What to produce -> Below are records; count the lines in them that hold "https" and give only the count.

--- START ---

PR #2874, opened 2026-08-12
fix(mmm): enforce theta domain check in delayed_adstock

shivamlalakiya:
## Description

`delayed_adstock`'s docstring states `theta` "Must be between 0 and `l_max` - 1", but out-of-range values silently produced a degenerate all-zero kernel instead of erroring:

```python
delayed_adstock(x, alpha=0.5, theta=-5, l_max=10, dim="time").eval()  # all zeros, no error
delayed_adstock(x, alpha=0.5, theta=20, l_max=10, dim="time").eval()  # all zeros, no error
```

Added a `_check_theta` helper mirroring `_check_alpha` (added in #960 for `geometric_adstock`'s `alpha`), using `pymc.logprob.utils.CheckParameterValue` rather than a numpy check, per the maintainer discussion on #918.

## Related Issue
- [ ] Closes #
- [x] Related to #918

## Test plan

- [x] Confirmed the pre-fix silent-zero behavior for `theta=-5` and `theta=20` with `l_max=10`
- [x] Added `test_delayed_adstock_bad_theta` (parametrized: `-5, -1, 10, 22` against `l_max=10`), asserting `ParameterValueError` on `.eval()`
- [x] Boundary values `theta=0` and `theta=l_max-1` still pass — verified via existing `test_logistic_saturation_delayed_adstock_composition` parametrizations (theta up to 19) and manual boundary check
- [x] `pytest tests/mmm/test_transformers.py` — 148 passed, 1 pre-existing xfail, 0 regressions
- [x] Blast-radius: `pytest tests/mmm/components/test_adstock.py tests/mmm/test_mmm_adstock_curve.py` (covers `DelayedAdstock` component, the only other caller) — 105 passed, 1 pre-existing skip
- [x] `pre-commit` (ruff, ruff-format, mypy, docs completeness) all pass

## Modules affected
- [x] MMM

## Type of change
- [x] Bug fix

----
📚 Documentation preview 📚: https://pymc-marketing--2874.org.readthedocs.build/en/2874/


tests/mmm/test_transformers.py
```diff
@@ -219,6 +219,29 @@ def test_delayed_adstock_x_zero(self):
         )
         np.testing.assert_array_equal(actual=x, desired=y.eval())
 
+    @pytest.mark.parametrize(
```
williambdean, line 237: can we compile the function once as fixture instead of the eval

shivamlalakiya:
Addressed @williambdean's review comment: `test_delayed_adstock_bad_theta` now compiles `delayed_adstock` once into a `pytensor.function` via a class-scoped fixture, and each parametrized `theta` case reuses that compiled function instead of building the graph and calling `.eval()` per case.

Also fixed the CI failure on `all_tests` / `test (numba, 3.12, false, 5)`: `test_full_roundtrip_basic` used `DelayedAdstock(l_max=3)` with the default `theta` prior `HalfNormal(sigma=1)`, which is unbounded above. With `l_max=3` the valid domain is `[0, 2]`, so prior-predictive draws (via `mock_pymc_sample`) landed outside that range often enough (~4.5% of draws) to trip the new `_check_theta` domain check — the old code just silently produced a degenerate all-zero kernel instead. Bumped `l_max` to 10 (matching the docstring's canonical example), pushing the cutoff to 9 (~9 sigma out for `HalfNormal(1)`), so this is no longer flaky.

Pushed in a073bc74..0faf6d56. CI is now green.

ricardoV94:
As someone who doesn't care much about tools like mypy and pydantic... beware these sorts of checks can have big impacts in model speed (sampling, optimization, etc...). I wouldn't push too hard to enforce them.

People usually love JAX for speed, and one of the first compromises JAX does is ignore any forms of checks whatsoever for the sake of speed.

williambdean:
> As someone who doesn't care much about tools like mypy and pydantic... beware these sorts of checks can have big impacts in model speed (sampling, optimization, etc...). I wouldn't push too hard to enforce them.
> 
> People usually love JAX for speed, and one of the first compromises JAX does is ignore any forms of checks whatsoever for the sake of speed.

Maybe a good comment on #918 directly. Should be an easy graph operation to remove, no?

ricardoV94:
> Maybe a good comment on https://github.com/pymc-labs/pymc-marketing/issues/918 directly. Should be an easy graph operation to remove, no?

depends on the constraint, we don't have yet rewrites to understand stuff like [0,1], bounds, we understand positive/negative a bit. And then there is always the concern the values could be `nan`.

That's why PyMC still has the `check_bounds` at the model level

juanitorduz:
Thank you @shivamlalakiya ! Maybe we park this one while we assess the effect in model speed, as pointed out by Reicardo 🙏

--- END ---

Exercise solution -> 2